RE: The not-so-fine tuning argument.
March 8, 2016 at 9:09 pm
(This post was last modified: March 8, 2016 at 9:10 pm by Jehanne.)
(March 8, 2016 at 2:27 am)Alex K Wrote: @Jehanne
But isn't the point of those advancing the fine tuning argument precisely that they can say a priori that (simply speaking) only one of those outcomes is compatible with life, e.g. that life = 100 times heads? Then it is irrelevant that all possibilities add up to a probability of 1. I'm not saying I buy the ft argument, just that the lotto fallacy alone doesn't appear to be sufficient to refute it unless you also argue that all outcomes are compatible with some form of observer
Has been pointed out, physicists do not know that the constants of nature are free to vary. Just because one can construct a mathematical model does not mean that Nature confirms itself to such a model; alternative models of gravitation exist to General Relativity that do not predict the anomalous precession of Mercury's orbit. And, of course, Newtonian mechanics is mathematically complete yet fundamental flawed. Ultimately, GR will likely give way to something more deeper, as a "singularity" (infinite curvature) just does not make sense, physically.

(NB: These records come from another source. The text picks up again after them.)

PR #304, opened 2015-07-13
builder: Fix memory leak

ceolin:
Problem spotted by coverity

PR #307, opened 2015-07-13
flow: Avoid possible leak in sol-flow-builder

anselmolsm:
opts would leak if add_guard returned an error.
Issue pointed out by Coverity (125378).

### DIFF
--- a/src/lib/flow/sol-flow-builder.c
+++ b/src/lib/flow/sol-flow-builder.c
@@ -973,8 +973,9 @@ sol_flow_builder_get_node_type(struct sol_flow_builder *builder)
     err = add_guards(builder);
     if (err < 0) {
         SOL_WRN("Failed to allocate memory for constructing node type");
+        free(opts);
         errno = ENOMEM;
-        return NULL;
+        goto guards_error;
     }
 
     spec->nodes = builder->nodes.data;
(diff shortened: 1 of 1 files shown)


src/lib/flow/sol-flow-builder.c
```diff
@@ -973,8 +973,9 @@ sol_flow_builder_get_node_type(struct sol_flow_builder *builder)
     err = add_guards(builder);
     if (err < 0) {
         SOL_WRN("Failed to allocate memory for constructing node type");
+        free(opts);
         errno = ENOMEM;
-        return NULL;
+        goto guards_error;
```
edersondisouza: `guards_error` label already has a `free(opts)`, so isn't this causing a double free, since there's a `free(opts)` just after the `SOL_WRN...`?

ceolin:
this puillreq is duplicated https://github.com/solettaproject/soletta/pull/304.

I think there is no need to set the spec fields to NULL in case of this error because they were not set at this point.

src/lib/flow/sol-flow-builder.c
anselmolsm: @edersondisouza I added the free(opts) line, then changed my mind to use the goto statement. So, it shouldn't be here. But, as @ceolin also submitted a patch to fix this, I dropped my pr.

PR #309, opened 2015-07-14
Initial Contiki port V3

zehortigoza:

Changes from V2:
- Added option to export mainloop fd and fork watch functions instead of having it on a Linux specific file.
- Removed no needed file sol-contiki-missing.h

### DIFF
--- a/src/lib/common/Kconfig
+++ b/src/lib/common/Kconfig
@@ -332,16 +332,6 @@ menuconfig HAVE_PIN_MUX
 
           If unsure, say Y.
 
-config MAINLOOP_FD
-	bool "Mainloop file descriptors"
-	depends on SOL_PLATFORM_LINUX
-	default y
-
-config MAINLOOP_FORK_WATCH
-	bool "Mainloop fork watch"
-	depends on SOL_PLATFORM_LINUX
-	default y
-
 source "src/modules/pin-mux/intel-galileo-rev-d/Kconfig"
 source "src/modules/pin-mux/intel-galileo-rev-g/Kconfig"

And, even if the constants can vary, we still do not know the sample space that we are dealing with, and so, cannot possibly compute any objective probabilities. As Mark Twain said, "There are lies, damned lies, and then there's statistics." Christian theism was wrong about the orbits of the planets ("perfect circles") and it took Kepler nearly a decade and hundreds of pages of manuscripts to overcome that bias.